Print this span of the material below exactly: the line with "3. Task<TResult> based", the line with "task is completed.", and every line between them, but nothing else.

# # #

PR #54, opened 2019-10-10
Replace Task to ToApm wrapper with a leaner implementation

Daniel-Svensson:
Replace the current ToApm wrapper with a more lightweight approach
* Allocates less (1 allocation instead of TaskCompletionSource + Task + Tuple)
* Performs slightly less work
* Properly implement the `CompletedSynchronously` property of IAsyncResult
* Ready for wrapping `ValueTask` based methods to make it easier to start using it

I understand if this does not have a high priority, but I hade implemented this not to long ago for a project based on WCF and wanted to share it.

### DIFF
--- a/src/Common/src/CoreWCF/Runtime/TaskHelpers.cs
+++ b/src/Common/src/CoreWCF/Runtime/TaskHelpers.cs
@@ -30,35 +30,25 @@ namespace CoreWCF.Runtime
         // In the EndMethod, you would use ToApmEnd<TResult> to ensure the correct exception handling
         // This will handle throwing exceptions in the correct place and ensure the IAsyncResult contains the provided
         // state object
-        public static IAsyncResult ToApm<T>(this Task<T> task,
-                                   AsyncCallback callback,
-                                   object state)
+        public static IAsyncResult ToApm<T>(this Task<T> task, AsyncCallback callback, object state)
             => ToApm<T>(new ValueTask<T>(task), callback, state);
 
         /// <summary>
         /// Helper method to convert from Task async method to "APM" (IAsyncResult with Begin/End calls)
         /// </summary>
-        public static IAsyncResult ToApm<T>(this ValueTask<T> task,
-                                    AsyncCallback callback,
-                                    object state)
+        public static IAsyncResult ToApm<T>(this ValueTask<T> task, AsyncCallback callback, object state)
         {
             var result = new AsyncResult<T>(task, callback, state);
             if (result.CompletedSynchronously)
             {
                 result.ExecuteCallback();
-                return result;
             }
-            else
+            else if (callback != null)
             {
-                task.AsTask()
-                    .ContinueWith((res, asyncResult) =>
-                    {
-                        ((AsyncResult<T>)asyncResult).ExecuteCallback();
-                    },
-                result,
-                CancellationToken.None,
-                TaskContinuationOptions.HideScheduler,
-                TaskScheduler.Default);
+                task.AsTask().ContinueWith((res, asyncResult) =>
+                {
+                    ((AsyncResult<T>)asyncResult).ExecuteCallback();
+                }, result, CancellationToken.None, TaskContinuationOptions.HideScheduler, TaskScheduler.Default);
             }
 
             return result;
@@ -67,26 +57,19 @@ namespace CoreWCF.Runtime
         /// <summary>
         /// Helper method to convert from Task async method to "APM" (IAsyncResult with Begin/End calls)
         /// </summary>
-        public static IAsyncResult ToApm(this Task task,
-                                    AsyncCallback callback,
-                                    object state)
+        public static IAsyncResult ToApm(this Task task, AsyncCallback callback, object state)
         {
             var result = new AsyncResult(task, callback, state);
             if (result.CompletedSynchronously)
             {
                 result.ExecuteCallback();
-                return result;
             }
-            else
+            else if (callback != null)
             {
                 task.ContinueWith((res, asyncResult) =>
-                    {
-                        ((AsyncResult)asyncResult).ExecuteCallback();
-                    },
-                result,
-                CancellationToken.None,
-                TaskContinuationOptions.HideScheduler,
-                TaskScheduler.Default);
+                {
+                    ((AsyncResult)asyncResult).ExecuteCallback();
+                }, result, CancellationToken.None, TaskContinuationOptions.HideScheduler, TaskScheduler.Default);
             }
 
             return result;
@@ -116,50 +99,40 @@ namespace CoreWCF.Runtime
             }
         }
 
-        internal class AsyncResult : IAsyncResult
+        private class AsyncResult : IAsyncResult
         {
             private readonly Task _task;
-            private readonly object _asyncState;
             private readonly AsyncCallback _asyncCallback;
 
             public AsyncResult(Task task, AsyncCallback asyncCallback, object asyncState)
             {
-                Debug.Assert(asyncCallback != null);
-
                 _task = task;
                 _asyncCallback = asyncCallback;
-                _asyncState = asyncState;
+                AsyncState = asyncState;
                 CompletedSynchronously = task.IsCompleted;
             }
 
             public void GetResult() => _task.GetAwaiter().GetResult();
 
-            // Calls the async callback with this
-            public void ExecuteCallback() => _asyncCallback(this);
+            public void ExecuteCallback() => _asyncCallback?.Invoke(this);
 
-            #region IAsyncResult implementation forwarded to Task implementation
-            object IAsyncResult.AsyncState => _asyncState;
+            public object AsyncState { get; }
             WaitHandle IAsyncResult.AsyncWaitHandle => ((IAsyncResult)_task).AsyncWaitHandle;
 
             public bool CompletedSynchronously { get; }
             public bool IsCompleted => _task.IsCompleted;
-
-            #endregion
         }
 
         internal class AsyncResult<T> : IAsyncResult
         {
             private readonly ValueTask<T> _task;
-            private readonly object _asyncState;
             private readonly AsyncCallback _asyncCallback;
 
             public AsyncResult(ValueTask<T> task, AsyncCallback asyncCallback, object asyncState)
             {
-                Debug.Assert(asyncCallback != null);
-
                 _task = task;
                 _asyncCallback = asyncCallback;
-                _asyncState = asyncState;
+                AsyncState = asyncState;
                 CompletedSynchronously = task.IsCompleted;
             }
 
@@ -168,17 +141,13 @@ namespace CoreWCF.Runtime
             public bool IsFaulted => _task.IsFaulted;
             public AggregateException Exception => _task.AsTask().Exception;
 
-            // Calls the async callback with this
-            public void ExecuteCallback() => _asyncCallback(this);
-
-            #region IAsyncResult implementation forwarded to Task implementation
-            object IAsyncResult.AsyncState => _asyncState;
+            // Calls the async callback with this as parameter
+            public void ExecuteCallback() => _asyncCallback?.Invoke(this);
+            public object AsyncState { get; }
             WaitHandle IAsyncResult.AsyncWaitHandle => !CompletedSynchronously ? ((IAsyncResult)_task.AsTask()).AsyncWaitHandle : throw new NotImplementedException();
 
             public bool CompletedSynchronously { get; }
             public bool IsCompleted => _task.IsCompleted;
-
-            #endregion
         }
 
         // Awaitable helper to await a maximum amount of time for a task to complete. If the task doesn't
--- a/src/Common/src/CoreWCF/Runtime/TaskHelpers.cs
+++ b/src/Common/src/CoreWCF/Runtime/TaskHelpers.cs
@@ -48,7 +48,7 @@ namespace CoreWCF.Runtime
                 valueTask.AsTask().ContinueWith((_, asyncResult) =>
                 {
                     ((AsyncResult<T>)asyncResult).ExecuteCallback();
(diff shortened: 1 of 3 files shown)


src/Common/src/CoreWCF/Runtime/TaskHelpers.cs
```diff
@@ -29,120 +30,124 @@ public static async Task AsyncWait<TException>(this Task task)
...
             {
-                var tuple = obj as Tuple<TaskCompletionSource<TResult>, AsyncCallback>;
-                var tcsObj = tuple.Item1;
-                var callbackObj = tuple.Item2;
-                if (antecedent.IsFaulted) tcsObj.TrySetException(antecedent.Exception.InnerException);
-                else if (antecedent.IsCanceled) tcsObj.TrySetCanceled();
-                else tcsObj.TrySetResult(antecedent.Result);
-
-                if (callbackObj != null)
+                task.AsTask().ContinueWith((res, asyncResult) =>
```
Daniel-Svensson: do you prefer to use "_" (discard) for unused parameter?

src/Common/src/CoreWCF/Runtime/TaskHelpers.cs
```diff
@@ -29,120 +30,124 @@ public static async Task AsyncWait<TException>(this Task task)
...
+        /// <summary>
+        /// Helper method to convert from Task async method to "APM" (IAsyncResult with Begin/End calls)
+        /// </summary>
+        public static IAsyncResult ToApm(this Task task, AsyncCallback callback, object state)
         {
-            // When using APM, the returned IAsyncResult must have the passed in state object stored in AsyncState. This
-            // is so the callback can regain state. If the incoming task already holds the state object, there's no need
-            // to create a TaskCompletionSource to ensure the returned (IAsyncResult)Task has the right state object.
-            // This is a performance optimization for this special case.
-            if (task.AsyncState == state)
```
Daniel-Svensson: The "fast path" is skipped since it never happens where it is used in the framework since state parameters (and the callback) are always used and I don't see why it should change

src/CoreWCF.Primitives/src/CoreWCF/Dispatcher/SyncMethodInvoker.cs
```diff
@@ -63,17 +63,12 @@ public IAsyncResult InvokeBegin(object instance, object[] inputs, AsyncCallback
...
-                throw DiagnosticUtility.ExceptionUtility.ThrowHelperError(new ArgumentException(SR.SFxInvalidCallbackIAsyncResult));
-            }
-
-            var tuple = task.Result;
+            var tuple = TaskHelpers.ToApmEnd<Tuple<object, object[]>>(result);
             outputs = tuple.Item2;
             return tuple.Item1;
         }
 
+        // This should be changed to ValueTuple instead
```
Daniel-Svensson: I can remove this comment and try to undo indentation change caused by save if you like

src/CoreWCF.Primitives/src/CoreWCF/Dispatcher/TaskMethodInvoker.cs
```diff
@@ -80,9 +80,8 @@ public object InvokeEnd(object instance, out object[] outputs, IAsyncResult resu
             {
                 //AsyncMethodInvoker.GetActivityInfo(ref activity, ref boundOperation);
 
-                Task<Tuple<object, object[]>> invokeTask = result as Task<Tuple<object, object[]>>;
-
-                if (invokeTask == null)
+                var asyncResult = result as TaskHelpers.AsyncResult<Tuple<object, object[]>>;
```
Daniel-Svensson: I did not want to rewrite this method more than necessary but I think It would benefit from calling `ToApmEnd` instead which would involve moving the processing of the AggregateException "ae" into a try/catch block around the call to `ToApmEnd`

src/Common/src/CoreWCF/Runtime/TaskHelpers.cs
mconnew: I do prefer the new discard feature. It's quite a nice addition to the language.

src/Common/src/CoreWCF/Runtime/TaskHelpers.cs
mconnew: I've seen consumers of APM methods use this pattern:
```c#
  var result = EndFoo(BeginFoo(param, null, null));
```
I know that's a dirty pattern, but I've seen it enough, and actually used it myself in unit tests when I know the underlying implementation is synchronous. Although I'm not sure how important this is now because I believe I've removed every public APM api that I could find in CoreWCF and replaced with Task based ones. If there are any lingering, then they should be removed. So in theory this whole set of methods should be redundant.

src/Common/src/CoreWCF/Runtime/TaskHelpers.cs
```diff
@@ -29,120 +30,124 @@ public static async Task AsyncWait<TException>(this Task task)
...
+        /// </summary>
+        public static IAsyncResult ToApm<T>(this ValueTask<T> task, AsyncCallback callback, object state)
         {
-            // When using APM, the returned IAsyncResult must have the passed in state object stored in AsyncState. This
-            // is so the callback can regain state. If the incoming task already holds the state object, there's no need
-            // to create a TaskCompletionSource to ensure the returned (IAsyncResult)Task has the right state object.
-            // This is a performance optimization for this special case.
-            if (task.AsyncState == state)
+            var result = new AsyncResult<T>(task, callback, state);
+            if (result.CompletedSynchronously)
```
mconnew: This will call the callback twice in the scenario where the APM method is expected to have synchronous completion optimized. In other words, I should be able to write the following:
```c#
var iar = BeginFoo(param1, callback, state);
if (iar.CompletedSynchronously)
{
    var result = EndFoo(iar);
    callback(state);
}
```
This wasn't an issue before as the old implementation also returned false for CompletedSynchronously.

Daniel-Svensson: Based on my understanding i think code like that is "flawed" i.e it should not need the line "`callback(state);`" unless the user intend the callback to be executed twice.

I do belive the following is the correct usage.

``` csharp
var iar = BeginFoo(param1, callback, state);
if (iar.CompletedSynchronously)
{
    result = EndFoo(iar);
}
```
With having a corresponding check in the callback which just does nothing if CompletedSynchronously is true, just as the `Callback` method in the same file does.


This is based on [TaskToApm wrapper from the .Net Framework](https://referencesource.microsoft.com/#mscorlib/system/threading/Tasks/TaskToApm.cs,45)  (which I found today) 
as well as the respose to [this stackoverflow question](https://stackoverflow.com/questions/1372053/asynccallback-completedsynchronously) which reference this old [indigo (wcf) blog post](https://blogs.msdn.microsoft.com/mjm/2005/05/04/asynchronous-programming-in-indigo/) 

It seems like the .Net framework version is possibly even more generic and may handle many different usages better (apart from no ValueTask support) so you could consider using that instead.

src/Common/src/CoreWCF/Runtime/TaskHelpers.cs
Daniel-Svensson: I did only find the usage at 3 places and as you says it should probably not be used very much, so I don't believe it makes sense to add additional code optimizations which would only apply to tests. 

As for tasks before making the first "stable" release I would recommend you to consider if you maybe should use ValueTask at least for per call methods that are only awaited once. 
I don't have the links at the moment there is a proposal for corefx to make ValueTask 0 allocation (amortized) for simple usage and it is quite good for sync return.

Daniel-Svensson:
I will have another look at this and fix review comments if you find it makes sense to continue with this.

src/CoreWCF.Primitives/src/CoreWCF/Dispatcher/SyncMethodInvoker.cs
mconnew: Please do remove. Just make the file clean and don't worry about the diff looking clean.

src/Common/src/CoreWCF/Runtime/TaskHelpers.cs
mconnew: You're right. There are a couple of different variations of the APM pattern used in .NET Framework and I was getting my wires crossed.

mconnew:
I'm happy with the logic. Once you are happy with the code as well, just ack and I'll squash and merge.

src/Common/src/CoreWCF/Runtime/TaskHelpers.cs
mconnew: I 100% agree. What I first ported this code, ValueTask wasn't a thing yet which is why everything is still a Task. We definitely need to switch to using ValueTask before going stable as that could could be a nasty surprise.

src/CoreWCF.Primitives/src/CoreWCF/Dispatcher/TaskMethodInvoker.cs
mconnew: The key thing is does it still work. I can't remember what range of tests we have around this but before making any drastic changes, we need to make sure there's tests for:
1. Task based method which completes synchronously
2. Task based method which completes async
3. Task<TResult> based method which completes synchronously
4. Task<TResult> based method which completes async
5. Task based method which returns a synchronously completed Task which denies child attach (continuation must execute async)
6. Task<TResult> based method which returns a synchronously completed Task which denies child attach (continuation must execute async)
7. Task based method which completes async and the returned Task denies child attach (continuation must execute async)
8. Task<TResult> based method which completes async and the returned Task denies child attach (continuation must execute async)

And any other variant that might cause difficulties with the callback being executed.

Daniel-Svensson: I will not make any changes but will add a comment with a link to your test cases

src/CoreWCF.Primitives/src/CoreWCF/Dispatcher/SyncMethodInvoker.cs
Daniel-Svensson: comment removed

src/Common/src/CoreWCF/Runtime/TaskHelpers.cs
```diff
@@ -29,120 +30,124 @@ public static async Task AsyncWait<TException>(this Task task)
...
-
-                if (callbackObj != null)
+                valueTask.AsTask().ContinueWith((_, asyncResult) =>
                 {
-                    callbackObj(tcsObj.Task);
-                }
-            }, continuationState, CancellationToken.None, TaskContinuationOptions.HideScheduler, TaskScheduler.Default);
-            return tcs.Task;
+                    ((AsyncResult<T>)asyncResult).ExecuteCallback();
+                }, result, CancellationToken.None, TaskContinuationOptions.RunContinuationsAsynchronously, TaskScheduler.Default);
```
Daniel-Svensson: I made one new change by: 

1. adding `RunContinuationsAsynchronously` inspired by the .Net framework  code so that continuations are not allowed to executed sync on the thread where the task is completed. 
This should work fine, but has not been stress tested by me (tests still pass).

I am happy to revert this change if you think the old way was better

2. removing `HideScheduler` (which should not have any effect since TaskScheduler.Default will be the ambient scheduler both with and without the flag)

Daniel-Svensson:
@mconnew I am happy with the code now, but feel free to hold up merging to next week if you want to setup azure devops first.

davidfowl:
Consider using this https://github.com/dotnet/corefx/blob/master/src/Common/src/CoreLib/System/Threading/Tasks/TaskToApm.cs

Kralizek:
> Consider using this https://github.com/dotnet/corefx/blob/master/src/Common/src/CoreLib/System/Threading/Tasks/TaskToApm.cs

Hi @davidfowl, can I ask you the rationale behind keeping methods or classes like this one internal? As a library author I find this behavior very annoying.

davidfowl:
Public API adds support costs to us as library maintainers. We’re very intentional about what is made public and if it isn’t an API that the majority of people need then we err on the side of internal rathe than public.

Kralizek:
I see. It makes sense. Thanks for your time.

mconnew:
@Daniel-Svensson ,we do want to run the continuations asynchronously. When the task has already completed, the callback is executed inline which is the right thing to do. But if it completes between the check which flags it as completed synchronously and the call to ContinueWith, it will then run the continuation inline but this isn't the expected behavior when something completes asynchronously.

mconnew:
You've also removed the option to hide the TaskScheduler. This needs to be there as if there's a non-default SynchronizationContext set, a TaskScheduler will be used which uses this sync context unless you specify to hide the scheduler. That was put in for a very specify reason, without it there are deadlock scenarios with single threaded sync contexts. And while ASP.NET Core might not be used very often with one, WCF is used a lot in UI apps such as WPF so I'm expecting some moderate use with WPF/WinForms apps.

Daniel-Svensson:
@mconnew fixed your by comments by using OnCompleted code as in corefx.
SyncronizationContext is explicitly not captured.

Regarding the HideScheduler comment it should not have made any difference as the code was written since `TaskScheduler.Default` was *explicitly* specified it would have set `TaskScheduler.Current` to `TaskScheduler.Defatult` within the callback both with or without the *HideScheduler*. At least according to the documentation for the enum and [New TaskCreationOptions and TaskContinuationOptions in .NET 4.5](https://devblogs.microsoft.com/pfxteam/new-taskcreationoptions-and-taskcontinuationoptions-in-net-4-5/) . But better to be safe than sorry :)

mconnew:
@Daniel-Svensson, thank you for this change and your patience as we've discussed some of the finer details. I've validated these changes locally so I'm going to merge them now.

# # #

Task output ->
3. Task<TResult> based method which completes synchronously
4. Task<TResult> based method which completes async
5. Task based method which returns a synchronously completed Task which denies child attach (continuation must execute async)
6. Task<TResult> based method which returns a synchronously completed Task which denies child attach (continuation must execute async)
7. Task based method which completes async and the returned Task denies child attach (continuation must execute async)
8. Task<TResult> based method which completes async and the returned Task denies child attach (continuation must execute async)

And any other variant that might cause difficulties with the callback being executed.

Daniel-Svensson: I will not make any changes but will add a comment with a link to your test cases

src/CoreWCF.Primitives/src/CoreWCF/Dispatcher/SyncMethodInvoker.cs
Daniel-Svensson: comment removed

src/Common/src/CoreWCF/Runtime/TaskHelpers.cs
```diff
@@ -29,120 +30,124 @@ public static async Task AsyncWait<TException>(this Task task)
...
-
-                if (callbackObj != null)
+                valueTask.AsTask().ContinueWith((_, asyncResult) =>
                 {
-                    callbackObj(tcsObj.Task);
-                }
-            }, continuationState, CancellationToken.None, TaskContinuationOptions.HideScheduler, TaskScheduler.Default);
-            return tcs.Task;
+                    ((AsyncResult<T>)asyncResult).ExecuteCallback();
+                }, result, CancellationToken.None, TaskContinuationOptions.RunContinuationsAsynchronously, TaskScheduler.Default);
```
Daniel-Svensson: I made one new change by: 

1. adding `RunContinuationsAsynchronously` inspired by the .Net framework  code so that continuations are not allowed to executed sync on the thread where the task is completed. 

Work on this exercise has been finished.